It's not like consumers are going to stop using Google for these types of
searches overnight. And it's not like they won't continue to find great
content (albeit not from "blue chip" outlets like WSJ, NYTimes, etc.). Combine
that with the decline in relevance of traditional outlets wrt the younger
generation (I imagine the same dynamic that makes Jon Stewart the most highly
regarded news broadcaster in the U.S. also pertains to the < 30something
regard for traditional media brands) and you have a pretty dismal outlook for
old media made even more dismal by the outright ceding of their Google traffic
(if it comes to pass).

But I guess we'll just have to wait and see how it all plays out. If you're a
smaller, up-and-coming online media player though, you've got to be licking
your chops.

------
InclinedPlane
This is a huge mistake on Microsoft's part.

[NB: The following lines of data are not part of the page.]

PR #416, opened 2026-08-15
refactor(plotly): read the normalising barnorm values from one place

jooyoungseo:
Follow-up to review feedback on #414, which landed after that PR merged. The reviewer was right and this is the fix.

## The problem

`plotly_maidr.py` and `barnorm.py` each held their own copy of the two values `layout.barnorm` takes when plotly rescales a stack — under **the same name** in two modules:

```python
# plotly_maidr.py:109        -> decides the layer TYPE
_NORMALISING_BARNORMS = frozenset({"percent", "fraction"})

# barnorm.py:33              -> decides whether values are RESCALED
_NORMALISING_BARNORMS: dict[str, float] = {"percent": 100.0, "fraction": 1.0}
```

They agreed, so nothing was broken. But editing one without the other is exactly how #409 comes back: a `barnorm` that one recognised and the other did not would type the layer `stacked_normalized_bar` while leaving its values the raw counts — the type and the numbers contradicting each other again, and silently. That is the defect these two readings were reconciled to end, so leaving two places to edit was the wrong ending for it.

## The fix

The classification now asks `barnorm_scale(...) is not None`, so there is one list.

## Tests

Two, both aimed at the drift rather than at the values:

- **The equivalence, over the whole reachable set.** For every `barnorm` plotly will accept, "typed `stacked_normalized_bar`" and "gets a scale" must be the same boolean. Worth noting what I found writing it: `update_layout(barnorm="nonsense")` **raises** — plotly validates the enum — so an unrecognised value cannot arrive from a real figure at all. My first version parametrized over junk strings and failed for that reason. The reachable set is `percent`, `fraction`, `""`, `None`; the junk cases moved to a separate test of `barnorm_scale` directly, since it is also reachable from a hand-built layout dict where nothing validates.
- **A guard against a second copy returning**, asserted on the module rather than by grepping text.

Falsification: reintroducing a divergent copy (dropping `fraction` from the classifier) fails **3** tests.

## Also here

The same review noted `grouped_bar._extract_plot_data` built its `(position, value)` tuples for every layer and discarded them unless the layer was normalised. `scale` is knowable before the loop, so the ordinary un-normalised path now skips them entirely.

And a dodged-**histogram** test, the analog of the existing `TestDodgedIsLeftAlone` for bars. It is redundant today because both route through `_combined_type()` — which is the point: "shares a helper today" is the assumption that ages worst, and the two paths are already pinned against each other elsewhere for the same reason.

## Verification

- **Suite 1641 passed.**

---

### DIFF
--- a/maidr/plotly/grouped_bar.py
+++ b/maidr/plotly/grouped_bar.py
@@ -55,6 +55,11 @@ class PlotlyGroupedBarPlot(PlotlyPlot):
         traces' own numbers, because that is what plotly draws and what the
         type claims. See :mod:`maidr.plotly.barnorm`.
         """
+        # Resolved before the loop so the ordinary, un-normalised layer does
+        # not build the `(position, value)` tuples only to discard them.
+        scale = barnorm_scale(self._layout.get("barnorm"))
+        normalising = scale is not None and self.type == PlotType.NORMALIZED
+
         data: list[list[dict]] = []
         pairs: list[list[tuple]] = []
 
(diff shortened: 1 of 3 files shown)


jooyoungseo:
Both taken in a49ce94.

The second is the one worth acting on rather than waving through: the dodged-histogram test existed to catch the bar and histogram paths drifting apart, and burying it inside `TestTheEmittedHistogramLayer` meant that purpose was legible only from a comment. It is now `TestDodgedHistogramsAreLeftAloneToo`, sitting directly beside `TestDodgedIsLeftAlone`, so the pairing is visible from the structure — which matters more for this particular test than most, since the thing it guards is precisely that the two paths stop being able to be read as one.

The stray double blank line went with it, and the `xbins` dict is hoisted to a local so both traces share one spec rather than repeating it past the line limit.

62 tests in the file, `ruff` clean, no line over 88.

---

The newspaper industry in the US is in an accelerating, long-term decline.
Circulation has been steeply dropping since about 1993. And ad revenue, a
newspaper's primary source of revenue, has been dropping like a rock. It's
already half of what it was only 5 years ago. Even if the current trends
improve a bit, the newspaper industry will be somewhere around 10% to 3% its
current size a decade from now. Though given the accelerating decline in ad
revenue it's possible that this process could proceed much more rapidly.

Getting an exclusive right to content from a dying industry is the definition
of a bad business move.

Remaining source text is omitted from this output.